# Netflix vs Prime



## repoman75 (Jan 27, 2008)

well I gave up premier since for the most part, hbo, showtime, Cinemax are a waste of money. But I’d still like a free movie database to go to if I still want to see a movie. Looking at Netflix vs prime. Subscribed to each for a 30 day trial. Any opinions?

One thing I noticed is that one may charge for a movie while the other does not. Like Star Wars Solo. It’s free on Netflix but 3.99 on prime (and directv). Does Netflix have an edge to show movies free before prime?


----------



## trh (Nov 3, 2007)

All shows on Netflix are included in your monthly fee. Obviously not the same with Amazon. Since I am a Prime member, their channel is 'free' so I've not paid any attention if certain movies are available first on one than the other.


----------



## inkahauts (Nov 13, 2006)

Prime stuff is free. But amazon also has non prime stuff that you can rent or purchase. 

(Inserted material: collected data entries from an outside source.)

PR #605, opened 2026-06-19
cpufreq: M3 (T8122) support

jannau:
The cpufreq init on T8122 is probably identical to T6030 / T6031. The clearing of CLUSTER_PSTATE_M2_APSC_DIS in `t6030_features` might be just an oversight and if so should be removed.

### DIFF
--- a/src/cpufreq.c
+++ b/src/cpufreq.c
@@ -69,6 +69,7 @@ static u32 pstate_reg_to_pstate(u64 val)
         case T6030:
         case T6031:
         case T6034:
+        case T8122:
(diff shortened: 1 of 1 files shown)


src/cpufreq.c
```diff
@@ -503,6 +517,8 @@ const struct feat_t *cpufreq_get_features(void)
             return t8103_features;
         case T8112:
             return t8112_features;
+        case T8122:
```
svenpeter42, line 520: ~~duplicate from two lines above~~ Er no, I just can't read

svenpeter42 (approved):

I’d suggest rotating between those two and Disney plus probably. Two months with one then two with the next and two with the third. 

Also, check out crackle and vudu free stuff. Has commercials but also has movies.


----------



## Rich (Feb 22, 2007)

repoman75 said:


> well I gave up premier since for the most part, hbo, showtime, Cinemax are a waste of money. But I'd still like a free movie database to go to if I still want to see a movie. Looking at Netflix vs prime. Subscribed to each for a 30 day trial. Any opinions?
> 
> One thing I noticed is that one may charge for a movie while the other does not. Like Star Wars Solo. It's free on Netflix but 3.99 on prime (and directv). Does Netflix have an edge to show movies free before prime?


NF and AP aren't free. But once you get past the NF monthly fee you will have a lot of content to watch that is free of cost at that point. With AP you still have to pay the Prime yearly fee. Once you get past that fee a lot of the content you see on AP will be without further cost.

Yes you will see content that costs nothing extra on some sites that you have to rent or buy on other sites, that's normal. You have to figure out how to deal with that. It's not complicated.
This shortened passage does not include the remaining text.